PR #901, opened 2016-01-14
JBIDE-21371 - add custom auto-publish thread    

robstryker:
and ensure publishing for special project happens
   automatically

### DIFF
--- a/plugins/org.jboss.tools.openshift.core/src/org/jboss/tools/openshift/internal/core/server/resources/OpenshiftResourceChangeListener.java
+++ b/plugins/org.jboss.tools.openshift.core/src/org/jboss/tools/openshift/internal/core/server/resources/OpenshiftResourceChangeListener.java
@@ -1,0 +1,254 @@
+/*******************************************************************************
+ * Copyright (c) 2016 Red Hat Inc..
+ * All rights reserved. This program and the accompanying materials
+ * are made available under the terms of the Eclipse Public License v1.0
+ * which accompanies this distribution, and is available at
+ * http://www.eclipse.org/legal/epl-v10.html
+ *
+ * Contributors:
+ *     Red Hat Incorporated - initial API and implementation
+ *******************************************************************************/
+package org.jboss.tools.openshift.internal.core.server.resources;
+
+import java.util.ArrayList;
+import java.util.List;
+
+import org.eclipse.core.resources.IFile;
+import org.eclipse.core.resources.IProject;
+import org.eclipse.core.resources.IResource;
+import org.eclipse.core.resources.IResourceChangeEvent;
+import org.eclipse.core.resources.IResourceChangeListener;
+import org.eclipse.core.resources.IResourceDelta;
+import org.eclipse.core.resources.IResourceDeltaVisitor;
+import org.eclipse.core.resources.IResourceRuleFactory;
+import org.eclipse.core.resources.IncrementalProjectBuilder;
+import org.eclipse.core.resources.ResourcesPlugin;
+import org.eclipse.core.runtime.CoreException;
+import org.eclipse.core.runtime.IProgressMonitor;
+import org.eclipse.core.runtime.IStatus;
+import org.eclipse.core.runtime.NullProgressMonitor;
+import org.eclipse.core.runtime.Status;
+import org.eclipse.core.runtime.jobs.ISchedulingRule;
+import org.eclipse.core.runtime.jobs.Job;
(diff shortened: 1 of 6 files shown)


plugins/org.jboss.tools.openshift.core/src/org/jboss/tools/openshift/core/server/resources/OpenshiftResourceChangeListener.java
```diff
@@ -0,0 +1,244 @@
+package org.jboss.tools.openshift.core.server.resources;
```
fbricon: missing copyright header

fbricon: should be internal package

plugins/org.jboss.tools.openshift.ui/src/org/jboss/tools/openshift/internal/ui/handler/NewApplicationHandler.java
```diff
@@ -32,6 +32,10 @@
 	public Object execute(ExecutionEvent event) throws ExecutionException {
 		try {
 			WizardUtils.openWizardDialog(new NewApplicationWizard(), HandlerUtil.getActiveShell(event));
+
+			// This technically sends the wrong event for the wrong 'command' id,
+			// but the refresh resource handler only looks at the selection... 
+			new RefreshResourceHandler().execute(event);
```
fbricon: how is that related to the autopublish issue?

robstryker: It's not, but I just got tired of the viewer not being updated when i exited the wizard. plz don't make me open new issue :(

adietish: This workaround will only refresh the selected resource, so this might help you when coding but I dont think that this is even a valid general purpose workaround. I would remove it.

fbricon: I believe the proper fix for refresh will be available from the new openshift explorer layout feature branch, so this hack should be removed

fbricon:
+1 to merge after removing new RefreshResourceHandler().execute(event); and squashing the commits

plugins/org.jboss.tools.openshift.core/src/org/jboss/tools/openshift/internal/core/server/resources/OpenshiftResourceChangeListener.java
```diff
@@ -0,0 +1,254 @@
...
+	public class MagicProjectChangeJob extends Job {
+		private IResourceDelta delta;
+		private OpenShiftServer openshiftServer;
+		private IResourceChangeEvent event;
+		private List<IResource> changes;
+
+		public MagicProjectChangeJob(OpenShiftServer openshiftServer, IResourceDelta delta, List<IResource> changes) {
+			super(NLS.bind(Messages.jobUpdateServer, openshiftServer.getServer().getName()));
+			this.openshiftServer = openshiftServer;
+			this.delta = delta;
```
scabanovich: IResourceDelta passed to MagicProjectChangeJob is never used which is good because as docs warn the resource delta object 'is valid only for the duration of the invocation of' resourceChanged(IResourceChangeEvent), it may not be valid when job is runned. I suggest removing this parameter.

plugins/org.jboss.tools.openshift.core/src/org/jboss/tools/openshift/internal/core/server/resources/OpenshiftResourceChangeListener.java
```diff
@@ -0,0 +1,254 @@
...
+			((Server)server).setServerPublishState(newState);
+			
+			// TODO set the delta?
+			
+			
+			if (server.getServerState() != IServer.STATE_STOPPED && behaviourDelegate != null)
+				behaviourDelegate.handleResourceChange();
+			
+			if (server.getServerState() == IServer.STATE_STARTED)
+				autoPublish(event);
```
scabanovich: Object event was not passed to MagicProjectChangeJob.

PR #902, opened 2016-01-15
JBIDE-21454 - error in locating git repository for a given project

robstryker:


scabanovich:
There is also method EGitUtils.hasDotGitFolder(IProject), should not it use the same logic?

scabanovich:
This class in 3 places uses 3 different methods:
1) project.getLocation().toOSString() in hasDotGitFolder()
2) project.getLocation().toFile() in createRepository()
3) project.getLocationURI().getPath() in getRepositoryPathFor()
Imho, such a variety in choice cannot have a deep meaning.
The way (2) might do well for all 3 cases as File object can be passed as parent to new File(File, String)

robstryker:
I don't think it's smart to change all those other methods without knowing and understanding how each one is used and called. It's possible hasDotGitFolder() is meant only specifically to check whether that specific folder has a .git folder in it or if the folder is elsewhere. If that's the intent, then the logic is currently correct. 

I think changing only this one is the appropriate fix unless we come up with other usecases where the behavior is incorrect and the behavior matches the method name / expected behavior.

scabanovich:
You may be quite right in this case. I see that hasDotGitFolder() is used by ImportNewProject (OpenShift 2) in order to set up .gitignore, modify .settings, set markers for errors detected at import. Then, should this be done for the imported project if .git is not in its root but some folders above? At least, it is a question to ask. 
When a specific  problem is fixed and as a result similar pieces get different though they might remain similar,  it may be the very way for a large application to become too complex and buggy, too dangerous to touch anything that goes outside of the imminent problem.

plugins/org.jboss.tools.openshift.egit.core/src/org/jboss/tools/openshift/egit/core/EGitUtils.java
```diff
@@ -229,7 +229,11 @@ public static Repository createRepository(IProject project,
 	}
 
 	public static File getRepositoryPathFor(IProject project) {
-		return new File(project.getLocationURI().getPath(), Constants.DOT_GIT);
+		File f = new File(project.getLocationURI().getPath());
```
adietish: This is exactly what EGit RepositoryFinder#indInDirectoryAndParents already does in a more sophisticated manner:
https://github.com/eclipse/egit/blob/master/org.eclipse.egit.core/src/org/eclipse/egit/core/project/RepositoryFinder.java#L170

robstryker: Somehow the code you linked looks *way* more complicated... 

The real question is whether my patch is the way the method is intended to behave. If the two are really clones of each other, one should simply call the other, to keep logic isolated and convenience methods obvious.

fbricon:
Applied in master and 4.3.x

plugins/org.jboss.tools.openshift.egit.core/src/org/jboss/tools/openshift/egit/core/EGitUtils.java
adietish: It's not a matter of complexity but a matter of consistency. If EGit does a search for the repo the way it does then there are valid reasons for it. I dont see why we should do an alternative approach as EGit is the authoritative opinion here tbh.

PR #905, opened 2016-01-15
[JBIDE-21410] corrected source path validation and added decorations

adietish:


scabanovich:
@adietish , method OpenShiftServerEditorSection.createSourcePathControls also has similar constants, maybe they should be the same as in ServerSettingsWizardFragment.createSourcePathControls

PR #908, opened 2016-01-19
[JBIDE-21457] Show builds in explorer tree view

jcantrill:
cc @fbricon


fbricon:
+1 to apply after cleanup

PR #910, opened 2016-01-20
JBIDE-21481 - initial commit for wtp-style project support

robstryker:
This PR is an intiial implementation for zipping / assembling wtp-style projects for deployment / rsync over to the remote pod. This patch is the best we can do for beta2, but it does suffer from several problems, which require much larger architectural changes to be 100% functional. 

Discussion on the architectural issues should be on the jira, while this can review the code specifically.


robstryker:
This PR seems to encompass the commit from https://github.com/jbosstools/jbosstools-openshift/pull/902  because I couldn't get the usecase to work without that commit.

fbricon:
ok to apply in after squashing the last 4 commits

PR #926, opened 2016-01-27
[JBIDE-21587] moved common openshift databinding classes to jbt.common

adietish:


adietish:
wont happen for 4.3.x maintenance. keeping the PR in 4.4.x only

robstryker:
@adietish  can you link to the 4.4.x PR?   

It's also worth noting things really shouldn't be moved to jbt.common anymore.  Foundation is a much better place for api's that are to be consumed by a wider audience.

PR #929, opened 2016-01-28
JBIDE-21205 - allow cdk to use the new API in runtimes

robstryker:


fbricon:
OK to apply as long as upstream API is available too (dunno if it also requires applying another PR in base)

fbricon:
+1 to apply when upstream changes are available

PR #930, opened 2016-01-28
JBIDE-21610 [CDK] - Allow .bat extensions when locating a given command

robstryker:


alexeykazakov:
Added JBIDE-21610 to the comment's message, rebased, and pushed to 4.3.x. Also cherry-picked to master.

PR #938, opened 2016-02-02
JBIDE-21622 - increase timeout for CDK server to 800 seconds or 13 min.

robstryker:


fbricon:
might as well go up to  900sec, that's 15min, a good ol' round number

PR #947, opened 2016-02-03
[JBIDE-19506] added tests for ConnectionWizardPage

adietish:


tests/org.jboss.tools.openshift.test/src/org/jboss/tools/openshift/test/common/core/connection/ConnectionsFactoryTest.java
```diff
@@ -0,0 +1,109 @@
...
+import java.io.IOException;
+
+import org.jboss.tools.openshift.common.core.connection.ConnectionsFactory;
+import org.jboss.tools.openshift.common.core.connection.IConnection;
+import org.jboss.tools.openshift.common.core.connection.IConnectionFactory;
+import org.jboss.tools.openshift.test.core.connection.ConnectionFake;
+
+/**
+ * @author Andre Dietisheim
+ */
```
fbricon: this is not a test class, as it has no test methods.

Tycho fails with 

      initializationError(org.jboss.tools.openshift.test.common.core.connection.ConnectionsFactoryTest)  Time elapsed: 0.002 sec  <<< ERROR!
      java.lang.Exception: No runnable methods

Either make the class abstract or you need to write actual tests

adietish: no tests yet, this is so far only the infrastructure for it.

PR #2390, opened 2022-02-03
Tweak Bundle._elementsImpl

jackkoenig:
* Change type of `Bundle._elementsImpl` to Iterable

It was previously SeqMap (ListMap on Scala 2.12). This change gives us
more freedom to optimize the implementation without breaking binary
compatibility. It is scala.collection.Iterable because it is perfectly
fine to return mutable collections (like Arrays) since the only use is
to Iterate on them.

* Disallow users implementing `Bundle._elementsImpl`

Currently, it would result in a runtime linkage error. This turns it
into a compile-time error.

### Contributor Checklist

++++++

| Directions for this task |
All lines that include the word "patch" must be copied from the material above.

| Reply |
The real question is whether my patch is the way the method is intended to behave. If the two are really clones of each other, one should simply call the other, to keep logic isolated and convenience methods obvious.
This PR is an intiial implementation for zipping / assembling wtp-style projects for deployment / rsync over to the remote pod. This patch is the best we can do for beta2, but it does suffer from several problems, which require much larger architectural changes to be 100% functional. 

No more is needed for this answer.